Re: [Puppet-dev] Handling failures in prefetch

Trevor Vaughan Thu, 23 Jul 2015 06:09:38 -0700

Just out of curiosity, how difficult would it be to defer the resource
chain until the end of the catalog if a prefetch fails?


It may not work in all cases, but it's certainly feasable that the prefetch
is failing because of some other item in the catalog that hasn't been
applied and, given the complexity of the system, the amount of effort that
it would involve to proper chain all resources just isn't worth the cost of
doing two runs to fix the issue. I'm particularly thinking of things like
package repositories here where you really don't want to artificially bind
all packages to your repositories for no good reason and/or you may be
pulling data from a different source that providers are going to rely on
(RH Satellite, Pulp, something else?).

Since it's a prefetch, and nothing has yet changed on the system, could
that execution chain just be deferred until just before the post-execution
section of the catalog? If this were possible, the impact of a catalog
failure would, in theory, be minimized with everything that could be
applied happening before those items that could not.
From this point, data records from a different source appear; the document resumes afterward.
PR #15436, opened 2021-05-28
chore: update @appium/fake-driver to use @appium/base-driver

### LINKED ISSUE #15425: @appium/fake-driver: update to use @appium/base-driver & wdio
Currently `@appium/fake-driver` is on the pre-appium-2.x-compatible branch of `appium-base-driver`. It needs to use `@appium/base-driver`, which is appium-2.x-compatible.  

I don't know how involved this is going to be, but I'm going to look at it anyway.  This may be split into two PRs.

boneskull:
BREAKING CHANGE: `fake-driver` now depends upon `@appium/base-driver@8.x`

## `@appium/fake-driver`

- need to use w3c capabilities only
- switch from `wd` to `wdio` in tests
- many, many fixes to support these

## `@appium/base-driver`

- fixed a dead URL in a comment
- updated the "logging" tests to manually supply w3c capabilities.  `createSession()` does it for you, but `executeCommand('createSession')` does not.
- display the name of the driver under test when executing base driver's test suite with other drivers
- add missing `releaseActions` endpoint
 
Ref: #15436

### DIFF
--- a/packages/base-driver/test/basedriver/driver-tests.js
+++ b/packages/base-driver/test/basedriver/driver-tests.js
@@ -12,7 +12,10 @@ chai.use(chaiAsPromised);
 // wrap these tests in a function so we can export the tests and re-use them
 // for actual driver implementations
 function baseDriverUnitTests (DriverClass, defaultCaps = {}) {
-  describe('BaseDriver', function () {
+  // to display the driver under test in report
+  const className = DriverClass.name || '(unknown driver)';
+
+  describe(`BaseDriver (as ${className})`, function () {
     let d, w3cCaps;
 
     beforeEach(function () {
@@ -75,12 +78,12 @@ function baseDriverUnitTests (DriverClass, defaultCaps = {}) {
       let sessions = await d.getSessions();
 
       sessions.length.should.equal(1);
-      sessions[0].should.eql({
-        id: d.sessionId,
-        capabilities: {
-          'deviceName': 'Commodore 64',
-          'platformName': 'Fake'
-        }
+      sessions[0].should.include({
+        id: d.sessionId
+      });
+      sessions[0].capabilities.should.include({
+        'deviceName': 'Commodore 64',
+        'platformName': 'Fake'
       });
     });
 
@@ -393,7 +396,7 @@ function baseDriverUnitTests (DriverClass, defaultCaps = {}) {
       beforeEach(async function () {
         beforeStartTime = Date.now();
         d.shouldValidateCaps = false;
-        await d.executeCommand('createSession', null, null, defaultCaps);
+        await d.executeCommand('createSession', null, null, {alwaysMatch: {...defaultCaps}, firstMatch: [{}]});
       });
       describe('#eventHistory', function () {
         it('should have an eventHistory property', function () {
--- a/packages/base-driver/test/basedriver/driver-tests.js
+++ b/packages/base-driver/test/basedriver/driver-tests.js
@@ -82,8 +82,8 @@ function baseDriverUnitTests (DriverClass, defaultCaps = {}) {
         id: d.sessionId
       });
       sessions[0].capabilities.should.include({
-        'deviceName': 'Commodore 64',
-        'platformName': 'Fake'
+        deviceName: 'Commodore 64',
+        platformName: 'Fake'
       });
     });
 
--- a/packages/fake-driver/lib/fake-app.js
+++ b/packages/fake-driver/lib/fake-app.js
@@ -1,5 +1,5 @@
-import {fs} from '@appium/support';
-import {readFileSync, existsSync} from 'fs';
+import { fs } from '@appium/support';
+import { readFileSync, existsSync } from 'fs';
 import path from 'path';
 import XMLDom from 'xmldom';
 import xpath from 'xpath';
--- a/packages/fake-driver/lib/fake-app.js
+++ b/packages/fake-driver/lib/fake-app.js
@@ -1,12 +1,10 @@
-import B from 'bluebird';
-import fs from 'fs';
+import {readFile} from 'fs/promises';
+import {readFileSync} from 'fs';
 import path from 'path';
 import XMLDom from 'xmldom';
 import xpath from 'xpath';
 import log from './logger';
 import { FakeElement } from './fake-element';
-
-const readFile = B.promisify(fs.readFile);
 
 const SCREENSHOT = path.resolve(__dirname, '..', '..', 'screen.png');
 
@@ -71,7 +69,7 @@ class FakeApp {
   }
 
   async loadApp (appPath) {
-    log.info('Loading Mock app model');
+    log.info(`Loading Mock app model at ${appPath}`);
     let data = await readFile(appPath);
     log.info('Parsing Mock app XML');
     this.rawXml = data.toString();
@@ -151,7 +149,7 @@ class FakeApp {
   }
 
   getScreenshot () {
-    return fs.readFileSync(SCREENSHOT, 'base64');
+    return readFileSync(SCREENSHOT, 'base64');
   }
 
 }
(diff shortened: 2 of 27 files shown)


packages/fake-driver/lib/logger.js
```diff
@@ -1,4 +1,4 @@
-import { logger } from 'appium-support';
+import { logger } from '@appium/support';
```
boneskull, line 1: I am not entirely sure why this wasn't caught before.

packages/fake-driver/test/helpers.js
```diff
@@ -1,17 +1,21 @@
...
-
-const TEST_HOST = 'localhost';
+const TEST_HOST = '127.0.0.1';
 const TEST_PORT = 4774;
-const TEST_APP = path.resolve(__dirname, '..', '..', 'test', 'fixtures', 'app.xml');
+
+// XXX: what dir are we in? it depends on how we're running this test. the .xml file doesn't move, but we do!
+// we may be running with @babel/register; otherwise, we're probably in `build/test/` which _does not_ contain the xml file.
+const appFixturePath = path.join(__dirname, 'fixtures', 'app.xml');
+const TEST_APP = existsSync(appFixturePath) ? appFixturePath : path.join(__dirname, '..', '..', 'test', 'fixtures', 'app.xml');
```
boneskull, line 11: two potential fixes here

1. stop using babel 😄
2. copy the xml file into `build` during transpilation

packages/fake-driver/package.json
```diff
@@ -30,9 +30,9 @@
     "screen.png"
   ],
   "dependencies": {
+    "@appium/base-driver": "^8.0.0-beta.6",
```
KazuCocoa, line 33: 👍

KazuCocoa (approved):
👍 
lint? :)

packages/base-driver/test/basedriver/driver-tests.js
```diff
@@ -75,12 +78,12 @@ function baseDriverUnitTests (DriverClass, defaultCaps = {}) {
...
-        id: d.sessionId,
-        capabilities: {
-          'deviceName': 'Commodore 64',
-          'platformName': 'Fake'
-        }
+      sessions[0].should.include({
+        id: d.sessionId
+      });
+      sessions[0].capabilities.should.include({
+        'deviceName': 'Commodore 64',
```
mykola-mokhnach, line 85: I assume there is no need to quote key names

packages/fake-driver/lib/fake-app.js
```diff
@@ -1,13 +1,11 @@
-import B from 'bluebird';
-import fs from 'fs';
+import {readFile} from 'fs/promises';
```
mykola-mokhnach, line 1: readFile with promises could be imported from fs submodule of appium-support

packages/fake-driver/test/helpers.js
mykola-mokhnach: option #2 looks reasonable to be

mykola-mokhnach (approved):

mykola-mokhnach:
Tests are still not quite happy though

packages/base-driver/test/basedriver/driver-tests.js
boneskull: no, but we don't auto-format the code and eslint doesn't seem to have a rule enabled about it, so ... we should address that

jlipps: i thought we had an eslint rule. i guess not. we should add a rule

packages/fake-driver/lib/fake-app.js
jlipps, line 1: i don't know if we can have an eslint rule about this, but we differentiate named imports from object destructuring in our whitespace:

```
import { foo } from 'bar';
export { thing1, thing2 };
```
vs
```
const {foo} = bar;
const thing = {x: 1, y: 2};
```

packages/fake-driver/lib/logger.js
jlipps: probably some other package still had appium-support as a dep?

packages/fake-driver/test/helpers.js
jlipps: yeah this bites us in a few different places, where we have to unreasonably path out to the package root and then down into the build dir. if there's an easy way to copy fixtures during transpilation, great!

packages/fake-driver/lib/fake-app.js
boneskull: eslint is obviously not configured to care about this...  I do pretty well with an eslint + prettier combo and would be gung-ho about adding prettier here, if you are interested.

boneskull:
test failure is expected since I added a route... unfortunately that seems to prevent the rest of the suite from running.

packages/fake-driver/lib/fake-app.js
jlipps: I'm up for that. Are you saying it could help us make this distinction?

jlipps:
The solution is to update that failing test with the (now) correct hash: `3351a966`

packages/fake-driver/lib/fake-app.js
boneskull: I'm curious: why promisify the `fs` api with bluebird?  performance reasons?

jlipps: Before promise versions of the node apis were shipped with Node, we put promisified versions in appium-support since we used them everywhere. I'm not sure why we would keep using them in appium-support though now, unless there are functional differences (@mykola-mokhnach ?)

boneskull: (I've pushed this change)

mykola-mokhnach: > Before promise versions of the node apis were shipped with Node, we put promisified versions in appium-support since we used them everywhere. I'm not sure why we would keep using them in appium-support though now, unless there are functional differences (@mykola-mokhnach ?)

Exactly. As for appium-support we could now replace bluebird usage with async file operations natively provided by node. I don't see any point in changing method signatures because it would require too many changes in depending modules

boneskull: I tried it, actually, and prettier makes no distinction.  you may have a tough time making this work.

packages/base-driver/test/basedriver/driver-tests.js
jlipps: even if there's not a rule, let's unquote these key names as part of this review

packages/fake-driver/lib/fake-app.js
```diff
@@ -1,14 +1,13 @@
-import B from 'bluebird';
-import fs from 'fs';
+import {fs} from '@appium/support';
```
jlipps, line 1: even though there's not a rule, let's stick with the `{ <name> }` spacing style if we notice it.

packages/fake-driver/test/general-tests.js
```diff
@@ -1,7 +1,7 @@
 import chai from 'chai';
 import chaiAsPromised from 'chai-as-promised';
-import { initSession, deleteSession, DEFAULT_CAPS } from './helpers';
-import { W3CActions } from 'wd';
+import chaiWebdriverIOAsync from 'chai-webdriverio-async';
```
jlipps, line 3: o_O there's a package for this??

packages/fake-driver/test/helpers.js
jlipps: should we create an issue to track this task?

jlipps (changes requested):
couple style nits, otherwise this is ready to go!

packages/fake-driver/test/general-tests.js
boneskull: yeah.  async webdriver isn't the most fun imo... this makes it a little easier. sometimes.

boneskull:
@jlipps Created #15471

jlipps (approved):

jlipps:
thanks so much @boneskull! this was incredible, and no doubt incredibly tedious, work.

Even then, I think that all resource failures should be localized to the
resource, and resource chain, to which they apply. The *best* thing about
Puppet is the fact that it does as much as it can on every run. That really
shouldn't be broken in my opinion. My classic example is "Puppet applies my
security settings across the system, regardless of Apache failing to
install or configure". In this case, Puppet should apply my security
settings regardless of some random resource having a prefetch failure.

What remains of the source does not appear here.